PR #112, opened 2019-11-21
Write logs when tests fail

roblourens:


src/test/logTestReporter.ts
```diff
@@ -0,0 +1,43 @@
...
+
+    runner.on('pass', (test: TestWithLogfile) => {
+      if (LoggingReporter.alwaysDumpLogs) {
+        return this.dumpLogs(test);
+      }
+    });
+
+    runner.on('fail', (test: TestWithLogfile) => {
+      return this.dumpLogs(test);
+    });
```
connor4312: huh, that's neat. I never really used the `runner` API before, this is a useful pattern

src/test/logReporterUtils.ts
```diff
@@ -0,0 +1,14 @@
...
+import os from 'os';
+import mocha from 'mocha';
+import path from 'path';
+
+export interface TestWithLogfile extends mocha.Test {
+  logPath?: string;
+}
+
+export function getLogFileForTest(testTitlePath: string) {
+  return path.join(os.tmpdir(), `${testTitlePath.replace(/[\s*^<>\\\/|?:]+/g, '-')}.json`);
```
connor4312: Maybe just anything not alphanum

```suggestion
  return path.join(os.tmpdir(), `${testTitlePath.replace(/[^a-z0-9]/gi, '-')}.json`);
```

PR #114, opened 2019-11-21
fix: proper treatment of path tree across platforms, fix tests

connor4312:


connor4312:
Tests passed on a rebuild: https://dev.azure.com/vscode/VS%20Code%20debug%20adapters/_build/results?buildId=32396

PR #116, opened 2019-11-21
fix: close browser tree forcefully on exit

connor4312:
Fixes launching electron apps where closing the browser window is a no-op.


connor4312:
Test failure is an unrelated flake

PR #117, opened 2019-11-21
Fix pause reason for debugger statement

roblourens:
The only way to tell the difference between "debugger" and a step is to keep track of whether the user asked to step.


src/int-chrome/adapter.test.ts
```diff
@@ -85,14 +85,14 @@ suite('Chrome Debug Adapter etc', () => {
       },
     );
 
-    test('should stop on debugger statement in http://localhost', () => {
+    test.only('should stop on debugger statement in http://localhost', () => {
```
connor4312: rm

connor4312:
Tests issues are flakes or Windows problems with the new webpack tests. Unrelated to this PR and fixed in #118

######

## Your task
What is the number of lines in the entries that include the string "join"? Reply with that number alone.

## Exercise output
2